An independent mailer paid for by the Golden Gate Restaurant Association thunders: "Many District 6 residents are frustrated with dirty streets, poor sanitary conditions near their homes and street crime. Rob Black supports enforcement of quality-of-life laws, like the public urination and defecation ban. Chris Daly opposes these laws." Pee, poo and panhandling are defining the most lackluster campaign since the return of district elections.

Under our "strong Mayor" city charter, the Mayor appoints all department heads, including Police and Public Works, and they answer to him alone. If you have a problem with pee or poo, call the mayor. If Daly were to meddle in the operation of these city departments, Newsom's press flack Peter Ragone would be all over him, charging abuse of power under color of authority.

We're voting for a legislator

The Supervisor who represents District 6 is part of the legislative branch of government, a role centered around the creation of legislation. By all accounts, Daly is the most prolific and effective member of the Board in this respect.

In the two years that he chaired the Budget and Finance Committee, Daly delivered a balanced budget that filled many gaps in funding cuts in the Mayor's original proposals. This year's budget restored $28 million to affordable housing and tenant protection programs. In other legislative accomplishments, Daly prevented the loss of 360 rent-controlled apartments by brokering a landmark development agreement for Trinity Plaza, convinced Rincon Hill developers to contribute $50 million toward improving the community's infrastructure and ushered in neighborhood notification and chain store controls in the Western SoMa zoning districts.

Based on the current demographics of District 6, Daly is almost guaranteed reelection. His base of support is found in the Tenderloin, around the 6th Street corridor and in the North Mission. But he also enjoys strong support among small business owners, families in the residential enclaves, organized labor and from those engaged in the arts and in the entertainment industry.

Demonizing the poor

These emotional appeals are in reality a Karl Rovian attempt to divide the electorate by race, class and economic status. Polling suggests a wedge can be driven between Daly's traditional base and the growing number of wealthy condo owners settling in SoMa. Pee, poo, panhandling, police and public safety are all code words that, when you get right down to it, play off of the sensitivities of those who have made large investments in housing in an area that's in transition and reflect a distaste for the poorest elements in society.

I long for the quality of candidates who ran against Chris Daly the Mission housing activist in the first round of district elections back in 2000: Hank Wilson, dedicated AIDS activist; Denise D'Anne, elegant and erudite city hall insider; Joan Roughgarden, Stanford professor and environmentalist; Mark Salomon, passionate Green Party intellectual; h. brown, political satirist ... and even James Leo Dunn, the dapper gentleman who ran on a promise to employ the homeless digging a tunnel under Nob Hill, providing them with housing in its network of catacombs.

Dunn passed away recently but the others are all still fighting for their community.
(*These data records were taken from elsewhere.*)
PR #1572, opened 2023-10-04
Secret Key Query 

ashman-p:
Query the number of signing operations a private key can handle in total as well as the number
of signing operations that has already been done..


ducnguyen-sb:
Thanks @ashman-p , I only have one question. Other than that the PR LGTM!

ashman-p:
> Thanks @ashman-p , I only have one question. Other than that the PR LGTM!

Thank you. Also, you will see that some of the tests only address LMS but that will change once the relevant callback features have been added to XMSS.

PR #1578, opened 2023-10-13
Add section to CONFIGURE.md link

iyanmv:
This is a very small change so that `ninja gen_docs` works as expected.

Without this change, doxygen (at least, version 1.9.8) gives the following error:
> unable to resolve reference to '/liboqs/CONFIGURE.md' for \ref command

This makes `scripts/run_doxygen.sh` return exit code 1 instead of 0, and causes `ninja gen_docs` to fail

### DIFF
--- a/README.md
+++ b/README.md
@@ -104,7 +104,7 @@ In order to optimize support effort,
 		cmake -GNinja ..
 		ninja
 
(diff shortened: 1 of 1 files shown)


baentsch (approved):
LGTM. Thanks for the contribution!

dstebila (approved):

On the other hand, Chris Dittenhaffer, Roger Gordon, Michael Sweet and Burke Strunsky -- all favored by the downtown interests currently backing Black -- are nowhere to be found.

Candidates who exploit economic disparities and run polarizing campaigns to further their own ambitions belong in the political dumpster. The pee and poo politics of these seven dwarfs make James Leo Dunn's tunnel concept sound downright presidential. Six months from now, you don't really expect any of them to be contributing to this community, do you?

Jim Meko is a South of Market activist, currently serving as chair of both the SoMa Leadership Council and the Western SoMa Citizens Planning Task Force and as a member of San Francisco's Entertainment Commission. Here at the Fog City Journal, of course, he's expressing his own personal opinions.